Reputation: 1442
Ive watched the 2016 WWDC Video on Core Data and viewed various tutorials. I have seen various ways of creating an object to persist into the managedObjectContext with the Core Data Framework.
In the example I have Day
as an entity. I would like to create a new Day
object for each new day that the user uses the application.
I have come across:
1st option
let entity = NSEntityDescription.insertNewObject(forEntityName: "Day", into: CoreDataHelper.context)
let object = NSManagedObject(entity: entity, insertInto: CoreDataHelper.context)
2nd option
let object = Day(entity: Day.entity(), insertInto: CoreDataHelper.context)
3rd option
let object = Day(context: CoreDataHelper.context)
and know there have been other possibilities people have come up with as well.

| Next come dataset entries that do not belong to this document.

PR #2496, opened 2025-01-14
Fix installing OpenSSL on non-Linux or with clang

mislav:
The recent rpath argument addition broke compilation of OpenSSL with clang since it seems expect this syntax (comma instead of "="):

    -Wl,-rpath,<path>

Also, it doesn't seem that the rpath argument is necessary for any platform other than "Linux"; that is, we should skip passing it on BSD and macOS.

Thanks @jeremy https://github.com/rbenv/ruby-build/pull/2493#pullrequestreview-2550800730

### DIFF
--- a/bin/ruby-build
+++ b/bin/ruby-build
@@ -1211,11 +1211,21 @@ build_package_openssl() {
   # Tell Ruby to use this openssl for its extension.
   package_option ruby configure --with-openssl-dir="$OPENSSL_PREFIX_PATH"
 
-  local nokerberos
-  [[ "$1" != openssl-1.0.* ]] || nokerberos=1
-
   # Compile a shared lib with zlib dynamically linked.
-  package_option openssl configure --openssldir="$OPENSSLDIR" --libdir="lib" -Wl,-rpath="$OPENSSL_PREFIX_PATH/lib" zlib-dynamic no-ssl3 shared ${nokerberos:+no-ssl2 no-krb5}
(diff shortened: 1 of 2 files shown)


bin/ruby-build
```diff
@@ -1211,11 +1211,21 @@ build_package_openssl() {
...
-  package_option openssl configure --openssldir="$OPENSSLDIR" --libdir="lib" -Wl,-rpath="$OPENSSL_PREFIX_PATH/lib" zlib-dynamic no-ssl3 shared ${nokerberos:+no-ssl2 no-krb5}
+  package_option openssl configure --openssldir="$OPENSSLDIR" --libdir="lib" zlib-dynamic no-ssl3 shared
+
+  # Help OpenSSL find its own shared libraries on Linux.
+  if [ "$(uname -s)" = "Linux" ]; then
+    # shellcheck disable=SC2031
+    if [ "$CC" = "clang" ] || "${CC:-cc}" --version 2>&1 | grep -wq clang; then
+      package_option openssl configure -Wl,-rpath,"$OPENSSL_PREFIX_PATH/lib"
+    else
+      package_option openssl configure -Wl,-rpath="$OPENSSL_PREFIX_PATH/lib"
```
jeremy, line 1223: Can use the comma syntax `-Wl,-rpath,"$OPENSSL_PREFIX_PATH/lib"` for GCC as well (the commas are split into separate args to pass to the linker, giving `ld -rpath …` instead of `ld -rpath=…`) so we can drop the clang check.

eregon: https://github.com/rbenv/ruby-build/pull/2497

PR #2517, opened 2025-04-02
Don't delete jruby.sh

headius:
I'm not sure why this file was being deleted but this code dates way back! Unfortunately deleting this interferes with a new version of the native JRuby launcher we want to release which is dependent on the shell script being present. This PR removes jruby.sh from the `remove_windows_files` function so it can be used by the new launcher.

See https://github.com/jruby/jruby-launcher/pull/48#issuecomment-2772272290

### DIFF
--- a/bin/ruby-build
+++ b/bin/ruby-build
@@ -935,7 +935,7 @@ build_package_artichoke() {
 remove_windows_files() {
   # shellcheck disable=SC2164
   cd "$PREFIX_PATH"
-  rm -f bin/*.exe bin/*.dll bin/*.bat bin/jruby.sh
+  rm -f bin/*.exe bin/*.dll bin/*.bat
 }
 
 clean_prefix_path_truffleruby() {


Earlopain:
I gave this a try with `jruby-launcher 2.0.0.pr1` (see linked PR) and jruby 9.4.12.0, it seems to work ok. `gem` / `ruby` / `bundle` etc. commands all do what they're supposed to.

headius:
This should also not interfere with the installation of the "classic" native launcher, since that overwrites the `jruby` command and is not affected by `jruby.sh`

mislav:
Thank you!

headius:
@mislav Can you explain how this fix gets out to users? What process do they need to follow in e.g. rbenv?

We are trying to decide if we have to hack the jruby-launcher gem to bring its own jruby.sh to work around the deletion on older ruby-build.

headius:
Thank you for the clarification and for the release!

> I think it's worthwhile to add the hack to jruby-launcher gem

We ended up at the same conclusion, and the just-released jruby-launcher 2.0 will copy the latest jruby.sh into bin if it is not already present. I believe it should install and work properly for all rbenv installs prior to the change in this PR.

PR #2520, opened 2025-04-14
Add JRuby 10.0.0.0

headius:


share/ruby-build/jruby-10.0.0.0
```diff
@@ -0,0 +1,2 @@
+require_java 8
```
expeehaa, line 1: Since the release notes for JRuby 10 say that the minimum Java version was bumped to 21, shouldn’t this line also say `require_java 21` then?

hsbt:
@headius I bump up required java version to 21 at https://github.com/rbenv/ruby-build/commit/4cdc5a720f5410b3128bf64458d42c65ad5568c0

eregon:
@headius FYI https://github.com/ruby/ruby-builder/actions/runs/14461082292/job/40553708470 failed. I'm on holidays so won't be able to fix that. You or someone else can make a PR to fix it and I should be able to merge it

headius:
@hsbt Thank you for the fix!

eregon:
There is https://github.com/ruby/ruby-builder/pull/22

PR #2522, opened 2025-04-18
Add 3.5.0-preview1

hsbt:


rafaelp:
Somehow the release after this merge removed ruby 3.4.3 (that as added in the previous release)
Maybe because it was merged into master instead of rbenv:master?
(I don't know this project flow, just guessing)

mislav:
@rafaelp Hi, `3.4.3` was added in ruby-build [v20250415](https://github.com/rbenv/ruby-build/releases/tag/v20250415) and was not removed since.

You could check `rbenv install --version` to see which ruby-build you have locally.

PR #2523, opened 2025-04-18
Honor `$JAVA_HOME` in `require_java`

ntkme:
JRuby does not require `$JAVA_HOME/bin` to be part of `$PATH`, therefore we should test java version with `$JAVA_HOME/bin/java -version` when `$JAVA_HOME` is defined.

See: https://github.com/ruby/ruby-builder/pull/22#issuecomment-2814646152

### DIFF
--- a/bin/ruby-build
+++ b/bin/ruby-build
@@ -970,7 +970,11 @@ after_install_package() {
 require_java() {
   local required="$1"
   local java_version version_string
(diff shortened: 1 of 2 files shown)


ntkme:
Pushed a commit to unset `$JAVA_HOME` before running test so that the existing tests are not affected by `$JAVA_HOME` which is set by default in GitHub Actions.

PR #2530, opened 2025-05-07
Add JRuby 10.0.0.1 and 9.4.12.1

headius:
This adds JRuby 10.0.0.1 and 9.4.12.1, which include the jruby-openssl fix for https://github.com/jruby/jruby-openssl/security/advisories/GHSA-72qj-48g4-5xgx.

### DIFF
--- a/share/ruby-build/jruby-10.0.0.1
+++ b/share/ruby-build/jruby-10.0.0.1
@@ -1,0 +1,2 @@
+require_java 21
+install_package "jruby-10.0.0.1" "https://repo1.maven.org/maven2/org/jruby/jruby-dist/10.0.0.1/jruby-dist-10.0.0.1-bin.tar.gz#0ba34ac5dfec7c22659b14db668a06284db7fc1c820c49c04b92271a6636bafb" jruby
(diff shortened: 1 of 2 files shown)


share/ruby-build/jruby-10.0.0.1
```diff
@@ -0,0 +1,2 @@
+require_java 8
```
mislav, line 1: Shouldn't this require a newer Java version? https://github.com/rbenv/ruby-build/commit/4cdc5a720f5410b3128bf64458d42c65ad5568c0

mislav (changes requested):

mislav:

What is the difference between the bottom two options, as I did not see a demonstration of the second option in the WWDC Video. Does the third option automatically insert into the managedObjectContext or should there be a certain approach taken to insert the object into the context to then retrieve all objects using the NSFetchedResultsController.
Upvotes: 4
Views: 1604
Reputation: 6635
The second option is the designated initializer on NSManagedObject
, which Day
subclasses.
The third option is a convenience initializer defined on Day
that invokes option 2.
The first option is nonsense. 🤔 The first line creates an instance of Day
inserted into the context, just like option 2 and 3. The second line attempts to create an instance of Day
by passing an instance of Day
to a parameter that is expecting an NSEntityDescription
. I suspect option 1 is supposed to look like:
let entity = NSEntityDescription.entity(forEntityName: "Day", in: CoreDataHelper.context)
let object = NSManagedObject(entity: entity, insertInto: CoreDataHelper.context)
All of the options have the same result. I'm not sure why there are so many variations. That would be a question only Apple could answer. Hope this was helpful!